• WHAT YOU ARE ASKED TO DO:
Report only the number of lines in this material that include "opened".

-=-=-

PR #1013, opened 2020-07-27
fix(cart): driver failures cause effect obsevables to complete

griest024:
## PR Checklist

## PR Type

```
[x] Bugfix
[ ] Feature
[ ] Build related changes
[ ] CI related changes
[ ] Other... Please describe:
```

When a driver call fails, certain effects handle those errors and then complete. This causes the effects to never run again.

## What is the new behavior?
Effects will not complete as a result of driver or storage failures.

```
[ ] Yes
[x] No
```

## Other information

### DIFF
--- a/libs/cart/src/effects/cart-coupon.effects.ts
+++ b/libs/cart/src/effects/cart-coupon.effects.ts
@@ -41,62 +41,57 @@ export class DaffCartCouponEffects<
 
   @Effect()
   apply$ = this.actions$.pipe(
-    tap(action => console.log('coupon', action)),
     ofType(DaffCartCouponActionTypes.CartCouponApplyAction),
-    switchMap((action: DaffCartCouponApply<V>) =>
-      this.driver.apply(this.storage.getCartId(), action.payload).pipe(
-        map(resp => new DaffCartCouponApplySuccess(resp)),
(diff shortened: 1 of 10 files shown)


libs/cart/src/effects/cart-coupon.effects.ts
```diff
@@ -41,16 +41,18 @@ export class DaffCartCouponEffects<
 
   @Effect()
   apply$ = this.actions$.pipe(
+    tap(action => console.log('coupon', action)),
```
lderrickable, line 44: console.log needs removed

griest024: removed

griest024:
@lderrickable I changed the implementation so that storage errors will also not cause the effects to complete

libs/cart/src/effects/cart-resolver.effects.ts
```diff
@@ -18,14 +18,7 @@ import { DaffCartNotFoundError } from '../errors/not-found';
 import { DaffStorageServiceError } from '@daffodil/core';
 
 function catchResolveErrors(error: Error) {
```
lderrickable, line 20: Looks like this should have stuff in it, or should be removed

griest024: yeah it was leftover. removed

PR #1032, opened 2020-08-13
feat(core): create noop storage service

xelaint:
## PR Checklist

## PR Type

```
[ ] Bugfix
[ ] Feature
[ ] Build related changes
[ ] CI related changes
[ ] Other... Please describe:
```

Fixes: N/A

```
[ ] Yes
[ ] No
```

## Other information

### DIFF
--- a/libs/core/src/storage/noopstorage/noopstorage.service.spec.ts
+++ b/libs/core/src/storage/noopstorage/noopstorage.service.spec.ts
@@ -30,7 +30,7 @@ describe('DaffNoopStorageService', () => {
 		expect(service.getItem('testkey')).toEqual(undefined);
 	});
 	
-	it('should be able to delete all items from memory', () => {
+	it('should not be able to delete all items from memory', () => {
 		service.setItem('testkey', 'testvalue');
 		service.setItem('testkey2', 'testvalue2');
 		 
--- a/libs/core/src/storage/noopstorage/noopstorage.service.spec.ts
+++ b/libs/core/src/storage/noopstorage/noopstorage.service.spec.ts
@@ -1,6 +1,6 @@
 import { DaffNoopStorageService } from './noopstorage.service';
 
-fdescribe('DaffNoopStorageService', () => {
+describe('DaffNoopStorageService', () => {
   let service: DaffNoopStorageService;
 
   beforeEach(() => {
@@ -23,7 +23,7 @@ fdescribe('DaffNoopStorageService', () => {
 		expect(service.getItem('testkey')).toEqual(undefined);
 	});
 	
-	it('should be able to delete an item from memory', () => {
+	it('should not be able to delete an item from memory', () => {
 		service.setItem('testkey', 'testvalue');
 		service.removeItem('testkey');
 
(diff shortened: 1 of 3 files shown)


libs/core/src/storage/noopstorage/noopstorage.service.ts
```diff
@@ -0,0 +1,8 @@
+import { DaffPersistenceService } from "../persistence.interface";
+
+export class DaffNoopStorageService implements DaffPersistenceService {
```
griest024, line 3: This should be decorated with `@Injectable`.

xelaint: done

libs/core/src/storage/noopstorage/noopstorage.service.ts
```diff
@@ -0,0 +1,12 @@
+import { Injectable } from '@angular/core';
+import { DaffPersistenceService } from '../persistence.interface';
+
+@Injectable({
+  providedIn: 'root'
+})
+export class DaffNoopStorageService implements DaffPersistenceService {
+  setItem(key : string, value: any): void {};
+  getItem(key: string): any {};
```
griest024, line 9: test that this method actually return nothing

libs/core/src/storage/noopstorage/noopstorage.service.spec.ts
```diff
@@ -0,0 +1,50 @@
...
+		expect(service.getItem('testkey')).toEqual(undefined);
+	});
+	
+	it('should not be able to retrieve a value from memory', () => {
+    service.setItem('testkey', 'testvalue');
+
+		expect(service.getItem('testkey')).toEqual(undefined);
+	});
+	
+	it('should be able to delete an item from memory', () => {
```
griest024, line 26: I don't understand this behavior. I would think that a noop service should not be interacting with memory at all.

libs/core/src/storage/noopstorage/noopstorage.service.spec.ts
```diff
@@ -1,11 +1,50 @@
...
```
damienwebdev, line 26: `not` I think is a mistype.

libs/core/src/storage/noopstorage/noopstorage.service.spec.ts
xelaint: @damienwebdev

libs/core/src/storage/noopstorage/noopstorage.service.spec.ts
xelaint: updated

libs/core/src/storage/noopstorage/noopstorage.service.spec.ts
```diff
@@ -0,0 +1,50 @@
...
+	});
+	
+	it('should not be able to delete an item from memory', () => {
+		service.setItem('testkey', 'testvalue');
+		service.removeItem('testkey');
+
+		expect(service.getItem('testkey')).toEqual(undefined);
+	});
+	
+	it('should be able to delete all items from memory', () => {
```
griest024, line 33: you need a `not` here as well

xelaint: updated

xelaint: updated

PR #1039, opened 2020-08-19
feat(product): add stock_status field

lderrickable:
## PR Checklist

## PR Type
```
[ ] Bugfix
[x] Feature
[ ] Build related changes
[ ] CI related changes
[ ] Other... Please describe:
```

```
[ ] Yes
[x] No
```

## Other information
This adds a stock_status field to the product and configurable product variants to determine if the product is out of stock. There is no stock_status field for magento bundle product item options for some reason, even though they're just products.


libs/product/src/facades/product-grid/product-grid.facade.spec.ts
```diff
@@ -61,7 +63,7 @@ describe('DaffProductGridFacade', () => {
     });
 
     it('should be an observable of the list of products', () => {
-      const products = [{id: '1', name: 'Some Name'}];
```
lderrickable, line 64: Originally, I was going to make the `stock_status` field required, so I fixed these tests. But then I realized that the MagentoBundleProductItemOptions (which extend DaffProduct) wouldn't have a stock status, so `stock_status` needed to be optional. And I just kept this fix instead of reverting it.

libs/product/src/drivers/magento/models/magento-product.ts
```diff
@@ -33,6 +38,7 @@ export interface MagentoProduct {
 			}
 		}
 	};
+	stock_status?: string;
```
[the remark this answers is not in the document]
lderrickable: yea, it should. I had to make some changes to some tests to get it to work, because typescript complains about getting a string from a json object instead of the enum.

libs/product/src/drivers/magento/transforms/bundled-product-transformers.spec.ts
```diff
@@ -12,9 +13,13 @@ describe('DaffMagentoBundledProductTransformers', () => {
   });
 
 	describe('transform', () => {
+		const magentoBundledProduct = {
+			...magentoBundledProductData,
+			stock_status: MagentoProductStockStatusEnum.InStock
```
griest024, line 18: I don't think these test changes are necessary.

libs/product/src/drivers/magento/models/magento-product.ts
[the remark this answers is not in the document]
griest024: oh it doesn't do that for me. It builds and passes the tests without the changes though, is that also what you see?

libs/product/src/drivers/magento/transforms/bundled-product-transformers.spec.ts
lderrickable: like that?

griest024: whoa thats odd, it didn't fail on my machine

griest024: my bad, I guess those test changes are necessary

lderrickable: np, changed back

PR #1045, opened 2020-08-25
feat(core): add GraphQL fragment utils

griest024:
## PR Checklist

## PR Type

```
[ ] Bugfix
[x] Feature
[ ] Build related changes
[ ] CI related changes
[ ] Other... Please describe:
```

Fixes: N/A

## What is the new behavior?
- Adds a `daffGetFragmentNames` function for reading fragment names from a graphql document node.
- Adds a `daffBuildFragmentNameSpread` for formatting fragment names in such a way that they can easily stuck into a GraphQL query.
- Adds a `daffBuildFragmentDefinition` for formatting fragment bodies in such a way that they can easily stuck into a GraphQL query.

```
[ ] Yes
[x] No
```

## Other information


griest024:
Do you think its worth doing any type checking on the fragments in `daffGetFragmentNames`? We could filter out any defined fragments that don't match the specified type. That way we can guarantee that all fragments being applied to the `Cart` object are actually on type `Cart`, for example.

libs/core/src/graphql/get-fragment-names.spec.ts
```diff
@@ -0,0 +1,63 @@
+import { DocumentNode } from 'graphql';
+import gql from 'graphql-tag';
+import { daffGetFragmentNames } from './get-fragment-names';
+
+describe('Core | GraphQL | daffGetFragmentNames', () => {
```
damienwebdev, line 5: Can you provide an integration test of how this would be used to merge fragments into queries?

griest024: done

lderrickable:
> Do you think its worth doing any type checking on the fragments in `daffGetFragmentNames`? We could filter out any defined fragments that don't match the specified type. That way we can guarantee that all fragments being applied to the `Cart` object are actually on type `Cart`, for example.

I don't think we should. If we check types, then we should probably throw an error instead of just silently filtering the bad ones out. And graphql throws errors anyway if the type isn't right, so I think we're ok not to

griest024:
@lderrickable 

> I don't think we should. If we check types, then we should probably throw an error instead of just silently filtering the bad ones out. And graphql throws errors anyway if the type isn't right, so I think we're ok not to

That seems reasonable.

libs/core/src/graphql/fragment.integration.spec.ts
```diff
@@ -0,0 +1,89 @@
...
+  });
+
+  describe('adding fields to a query', () => {
+    let query;
+
+    beforeEach(() => {
+      query = gql`
+        query {
+          id
+          ${daffBuildFragmentSpread(daffGetFragmentNames(mockFragment))}
```
damienwebdev, line 49: I think this API is a bit clunky, I'd like to only have to pass a mockFragment, not a nested function.

libs/core/src/graphql/build-fragment-spread.ts
```diff
@@ -0,0 +1,10 @@
+import { FragmentDefinitionNode } from 'graphql'
+
+/**
+ * Builds a string of fragment names that can be interpolated into a GraphQL query.
+ * Each name is separated by a newline character: '\n'.
+ * If an empty array is passed, an empty string is returned.
+ * @param names A list of fragment names.
+ */
+export const daffBuildFragmentSpread = (names: FragmentDefinitionNode['name']['value'][]): string =>
```
damienwebdev, line 9: This arg type should likely be expanded to `FragmentDefinitionNode[]`

griest024: okay but I think I'll make it a rest param so that single fragments can be passed without having to create an array.

griest024: changed

libs/core/src/graphql/fragment.integration.spec.ts
griest024: changed, see integration tests for final usage

griest024:
@damienwebdev removed spread in integration spec

damienwebdev:
@lderrickable can you give this a once over before merge?

libs/core/src/graphql/get-fragment-names.ts
```diff
@@ -0,0 +1,17 @@
...
+  ).map(def =>
+    (def as FragmentDefinitionNode).name.value
+  )
+
+/**
+ * Builds a list of fragment names present inside the specified GraphQL document nodes.
+ * Returns an empty array if no fragments have been defined or if null is passed.
+ * @param fragments The created fragments.
+ */
+export const daffGetFragmentNames = (...fragments: DocumentNode[]): string[] =>
```
lderrickable, line 15: Will this ever be used outside of the `daffBuildFragmentNameSpread` function? I can't think of when it would be, and if that's the case, I don't think it should be a part of the public api. I think it should be moved into the same file as `daffBuildFragmentNameSpread`

lderrickable: lgtm otherwise

griest024: I can't think of any use case at the moment. I feel like getting the names of the fragments present in a document definition is a useful utility function to have but we can always easily export it again if we need it. YAGNI for now.

griest024: changed

lderrickable: Probably move the tests too, right? Save time later if it needs moved out

griest024: nah we don't need to test a function that isn't exported. It'll be part of this PR's diff if we really need it.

-=-=-

• TASK OUTPUT:
4